(Saved data entries)
☆ ☆ ☆ ☆ ☆ ☆ ☆
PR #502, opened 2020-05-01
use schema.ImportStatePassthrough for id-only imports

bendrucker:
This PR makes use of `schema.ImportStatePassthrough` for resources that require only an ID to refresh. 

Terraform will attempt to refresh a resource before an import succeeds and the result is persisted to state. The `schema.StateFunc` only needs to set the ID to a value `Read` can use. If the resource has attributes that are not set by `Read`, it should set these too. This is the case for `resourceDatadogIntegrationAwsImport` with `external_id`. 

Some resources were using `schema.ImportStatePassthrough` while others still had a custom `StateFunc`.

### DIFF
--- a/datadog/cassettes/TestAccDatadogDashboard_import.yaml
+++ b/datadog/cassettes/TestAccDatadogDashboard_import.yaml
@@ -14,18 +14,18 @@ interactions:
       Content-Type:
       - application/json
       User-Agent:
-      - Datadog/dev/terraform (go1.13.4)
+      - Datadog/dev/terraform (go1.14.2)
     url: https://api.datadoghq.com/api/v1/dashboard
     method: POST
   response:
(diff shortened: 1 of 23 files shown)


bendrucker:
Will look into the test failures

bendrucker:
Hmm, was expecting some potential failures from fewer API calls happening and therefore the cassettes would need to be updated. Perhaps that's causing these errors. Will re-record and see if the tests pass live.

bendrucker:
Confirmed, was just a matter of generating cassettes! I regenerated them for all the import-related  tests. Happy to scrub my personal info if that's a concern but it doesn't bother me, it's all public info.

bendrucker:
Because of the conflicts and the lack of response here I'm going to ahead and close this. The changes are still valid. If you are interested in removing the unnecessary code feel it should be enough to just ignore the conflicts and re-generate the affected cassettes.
☆ ☆ ☆ ☆ ☆ ☆ ☆
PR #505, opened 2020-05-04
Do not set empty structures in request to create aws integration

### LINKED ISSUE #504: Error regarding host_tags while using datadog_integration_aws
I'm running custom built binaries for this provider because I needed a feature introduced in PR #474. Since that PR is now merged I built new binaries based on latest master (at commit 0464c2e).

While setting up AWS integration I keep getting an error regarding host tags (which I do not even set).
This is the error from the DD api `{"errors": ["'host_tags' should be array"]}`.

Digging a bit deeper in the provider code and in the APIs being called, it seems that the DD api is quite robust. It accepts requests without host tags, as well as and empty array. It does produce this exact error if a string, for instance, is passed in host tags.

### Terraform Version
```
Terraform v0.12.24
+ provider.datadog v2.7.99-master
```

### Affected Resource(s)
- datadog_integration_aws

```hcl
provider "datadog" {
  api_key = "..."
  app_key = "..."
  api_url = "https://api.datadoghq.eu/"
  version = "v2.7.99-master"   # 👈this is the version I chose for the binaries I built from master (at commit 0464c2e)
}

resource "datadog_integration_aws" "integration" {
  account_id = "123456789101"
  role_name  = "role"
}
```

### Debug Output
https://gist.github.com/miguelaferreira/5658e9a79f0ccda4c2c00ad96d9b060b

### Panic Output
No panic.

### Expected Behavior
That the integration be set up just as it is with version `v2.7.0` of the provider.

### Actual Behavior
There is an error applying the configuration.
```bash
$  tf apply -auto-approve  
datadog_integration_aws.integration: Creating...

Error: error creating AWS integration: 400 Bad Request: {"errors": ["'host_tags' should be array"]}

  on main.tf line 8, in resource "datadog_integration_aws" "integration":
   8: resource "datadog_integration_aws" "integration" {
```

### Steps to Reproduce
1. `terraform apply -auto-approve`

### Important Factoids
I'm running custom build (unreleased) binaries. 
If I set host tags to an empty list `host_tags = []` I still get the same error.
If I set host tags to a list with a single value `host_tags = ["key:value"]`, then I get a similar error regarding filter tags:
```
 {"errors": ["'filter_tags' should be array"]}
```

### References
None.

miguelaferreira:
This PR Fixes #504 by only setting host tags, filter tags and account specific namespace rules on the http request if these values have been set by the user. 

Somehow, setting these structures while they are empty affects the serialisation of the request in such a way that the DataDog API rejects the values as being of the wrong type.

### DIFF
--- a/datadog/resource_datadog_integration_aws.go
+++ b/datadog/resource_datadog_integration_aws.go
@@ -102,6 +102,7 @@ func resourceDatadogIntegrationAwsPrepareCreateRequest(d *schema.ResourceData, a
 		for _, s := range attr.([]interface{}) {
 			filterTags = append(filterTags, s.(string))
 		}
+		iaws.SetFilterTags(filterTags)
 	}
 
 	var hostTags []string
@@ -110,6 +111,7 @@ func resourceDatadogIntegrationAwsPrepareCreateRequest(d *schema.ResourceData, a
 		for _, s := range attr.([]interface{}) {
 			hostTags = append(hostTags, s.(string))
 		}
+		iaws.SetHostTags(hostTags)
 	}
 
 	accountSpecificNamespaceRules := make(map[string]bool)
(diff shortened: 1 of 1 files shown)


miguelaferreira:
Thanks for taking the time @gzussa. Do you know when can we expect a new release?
☆ ☆ ☆ ☆ ☆ ☆ ☆
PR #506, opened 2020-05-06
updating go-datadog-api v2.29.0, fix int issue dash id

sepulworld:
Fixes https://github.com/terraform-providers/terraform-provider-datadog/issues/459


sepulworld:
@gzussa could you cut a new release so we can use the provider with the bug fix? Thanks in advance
☆ ☆ ☆ ☆ ☆ ☆ ☆
**Your assignment:**
When the line with "PR #502, opened 2020-05-01" is reached in the data above, start copying there, and copy each line exactly until the line with "This PR makes" has been copied; copy nothing else.

**Solution for this problem:**
PR #502, opened 2020-05-01
use schema.ImportStatePassthrough for id-only imports

bendrucker:
This PR makes use of `schema.ImportStatePassthrough` for resources that require only an ID to refresh. 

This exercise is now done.